To run a plain vacuum, use below syntax,
VACUUM (ANALYZE, VERBOSE) my_table;
ANALYZE - Tells postres to update statistics which will help the planner to determine the most efficient way to execute a query.
VERBOSE - Prints the vacuum report
Full Vacuum
VACUUM FULL rewrites the entire contents of the table into a new disk file with no extra space, allowing unused space to be returned to the operating system. This operation is much slower and requires an exclusive lock on each table while it is being processed. While it is being processed others cannot access data from the table.
To run a full vacuum, use below syntax,
VACUUM (FULL, ANALYZE, VERBOSE) my_table;
FULL - tells postgres to run full vacuum and reclaim disk space
The FULL option is not recommended for routine use, but might be useful in special cases. An example is when you have deleted or updated significant number of the rows in a table and would like the table to physically shrink to occupy less disk space and allow faster table scans. VACUUM FULL will usually shrink the table more than a plain VACUUM would.
Vacuum freeze
When you run auto vacuum job periodically, sometime you would want some table not to included in the vacuum process. Vacuum freeze marks a table's contents with a very special transaction timestamp that tells postgres that it does not need to be vacuumed. Any update to the table later will unfreeze it.
Example
Create a dummy table
CREATE TABLE public.picture_likes (
id bigserial NOT NULL,
picture_id int8 NOT NULL,
user_id int8 NOT NULL,
CONSTRAINT picture_likes_pkey PRIMARY KEY (id)
);
Load data
do $$
begin
for r in 1..3 loop
WITH users AS (
SELECT *
FROM generate_series(1, 1000000)
)
INSERT INTO public.picture_likes
(picture_id, user_id)
SELECT r, generate_series FROM users;
end loop;
end;
$$;
Analyse dead tuples count
SELECT pg_stat_get_live_tuples(c.oid) AS n_live_tup , pg_stat_get_dead_tuples(c.oid) AS n_dead_tup
FROM pg_class c where relname='picture_likes';
You would notice there would be no dead tuples here.
Delete most of the data
delete from public.picture_likes where user_id > 500000
Analyse dead tuples
SELECT pg_stat_get_live_tuples(c.oid) AS n_live_tup , pg_stat_get_dead_tuples(c.oid) AS n_dead_tup
FROM pg_class c where relname='picture_likes';
All the deleted rows in the previous query have been marked as dead tuples, so we get about 1500000 in dead tuples count.
Run plain vacuum
VACUUM (ANALYZE, VERBOSE) public.picture_likes;
Analyse dead tuples
SELECT pg_stat_get_live_tuples(c.oid) AS n_live_tup , pg_stat_get_dead_tuples(c.oid) AS n_dead_tup
FROM pg_class c where relname='picture_likes';
Now you can notice that dead tuples are cleaned up and live tuples count also updated.
Conclusion
- Periodic caccum is recommended for production databases, in order to remove dead tuples. This reduces space and increase table scan speed.

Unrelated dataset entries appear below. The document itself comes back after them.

PR #272, opened 2018-08-31
Task to validate graphql queries against an api schema

emuvente:
Currently just setup to compare against the dev api. We should consider what would be the best way to make that configurable. Eventually we should incorporate this into a deploy test.


emuvente:
Yeah, that was the first valid linting error that this task caught!

PR #288, opened 2018-09-11
Moved initialize basket into checkout query folder. Added setting and…

mcstover:
… session call for activeLoginStatus and implemented additional checks in the checkout beta page to ensure the user is actively logged in.


mcstover:
@ksekhri graphql query updates then the usage of the fetched data

PR #298, opened 2018-09-13
Feck 187

BoulderBrains:
I've tagged you in this @mcstover so you can get eyes on it. I'm working on replacing some rem-calc() values with defined values from settings.scss and verifying all these styles are needed. I'll have another more refined commit soon.

### DIFF
--- a/src/assets/scss/_settings.scss
+++ b/src/assets/scss/_settings.scss
@@ -236,6 +236,8 @@ $normal-text-font-size: 1rem;  // because the global "100% isn't useful for all 
 $small-text-font-size: 0.875rem;
 $small-text-line-height: 1.357rem;
 
+$medium-text-font-size: 1.25rem;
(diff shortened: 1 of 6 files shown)


src/assets/scss/_settings.scss
```diff
@@ -236,6 +236,8 @@ $normal-text-font-size: 1rem;  // because the global "100% isn't useful for all
 $small-text-font-size: 0.875rem;
 $small-text-line-height: 1.357rem;
 
+$medium-text-font-size: 1.25rem;
```
mcstover: I have needed this setting SO many times! Thank you!

BoulderBrains: Happy to put this in there, Adam requested a text size in between featured and body text. This font size is right in the middle of those two existing font types.

PR #299, opened 2018-09-13
Feck 177 v2

BoulderBrains:
This code looks really solid @mcstover, thanks for taking a crack at it. Putting the div after the content and then pulling it up to the top of the container makes a lot of sense. Me putting my background div at the top before the content I think was the downfall of my attempt at this ticket. Again, thanks for taking a look at it. This looks good to me to merge.


src/pages/Checkout/CheckoutBetaPage.vue
```diff
@@ -60,56 +60,60 @@
...
+								@click.prevent.native="validateCreditBasket">Complete order</kv-button>
+						</div>
+
+						<loading-overlay v-if="updatingTotals" class="updating-totals-overlay" />
+					</div>
+
+					<div class="container basket-overlay-bg"></div>
+					<div @click="overlayMouseover"
+						class="basket-overlay-fg">
+						<div class="basket-overlay row align-center align-middle"
```
BoulderBrains: Nice use of the foundation classes

PR #307, opened 2018-09-14
Basket update optimization

mcstover:


src/components/Checkout/KivaCardRedemption.vue
```diff
@@ -59,7 +59,7 @@ export default {
 
 .kiva-card-toggle-wrapper {
 	display: flex;
-    align-items: center;
+	align-items: center;
 }
```
BoulderBrains: Weird, I changed these spaces to a tab character in my last branch I had you review too. 🤔

PR #315, opened 2018-09-18
feck-194 removing dev-vm from this url, updating to production

BoulderBrains:


src/components/Forms/FacebookLoginRegister.vue
```diff
@@ -57,9 +57,9 @@
 							v-model="newAcctTerms"
 							@click="showNewAcctTermsError = validateTerms()">
 						I have read and agree to the Kiva
-						<a href="https://dev-vm-01.kiva.org/legal/terms" target="_blank">Terms of Use</a>
+						<a href="https://www.kiva.org/legal/terms" target="_blank">Terms of Use</a>
 						and
-						<a href="https://dev-vm-01.kiva.org/legal/privacy" target="_blank">Privacy Policy</a>
+						<a href="https://www.kiva.org/legal/privacy" target="_blank">Privacy Policy</a>
```
mcstover: can we make this relative? Removing the domain that is... "/legal/privacy"

BoulderBrains: @mcstover We sure can, see latest commit for fix.

PR #318, opened 2018-09-18
Add clientside check for bonus credit after login

mcstover:
We can only do a redirect from the client at this point so this check will typically fire after the page refreshes due to a login event.


mcstover:
@jsaur is that b/c any availableBonus is ALWAYS applied?

jsaur:
No it’s more that having bonus available is the main trigger, if they do then we have to display different UI components regardless of whether it’s applied or not. By default it’s applied but they can always remove it, the amount available stays the same and the amount applied goes to zero but we still show a link to reapply.

PR #324, opened 2018-09-19
VUE-49 Add country flags back to /portfolio/lending-stats

ksekhri:


src/components/Kv/KvFlag.vue
```diff
@@ -0,0 +1,1038 @@
...
+
+<script>
+export default {
+	props: {
+		country: { type: String, required: true }
+	},
+};
+</script>
+
+<style lang="scss">
```
mcstover: I think the scoped attribute would be appropriate here.

ksekhri: Cool, I just updated the PR. I like that better 👍

src/components/Kv/KvFlag.vue
```diff
@@ -0,0 +1,1038 @@
...
+export default {
+	props: {
+		country: { type: String, required: true }
+	},
+};
+</script>
+
+<style lang="scss" scoped>
+	.flag-icon {
+		background: url('../../assets/images/flags.png') no-repeat;
```
emuvente: We have `@` built-in to our webpack config as a shortcut to the `src` directory, so the url can be written as `url('~@/assets/images/flags.png')` (ex: [fonts.scss](https://github.com/kiva/ui/blob/25cb1aedd602678ab7eddf485e4765b55f7e919c/src/assets/scss/global/fonts.scss#L4)). Doing that will make it so that we don't have to update this line if we move this component around.

ksekhri: Oh awesome, thank you for showing me that 👍 just updated my PR

PR #325, opened 2018-09-19
Redirect on Server and Client if bonusAvailableCredit is greater than 0

mcstover:


src/pages/Checkout/CheckoutBetaPage.vue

- After adding or deleting a large number of rows, it might be a good idea to issue a VACUUM ANALYZE command for the affected table. This will update the system catalogs with the results of all recent changes, and allow the PostgreSQL query planner to make better choices in planning queries.
- VACUUM causes a substantial increase in I/O traffic, which might cause poor performance for other active sessions. So it it is recommended to run it when low/no active database sessions.
- Plain vacuum is recommended for periodic cleanup.
- Full vacuum is recommended only when there is a significant updates or deletes happened on the table and should be done with extreme caution as it obtains exclusive table level lock.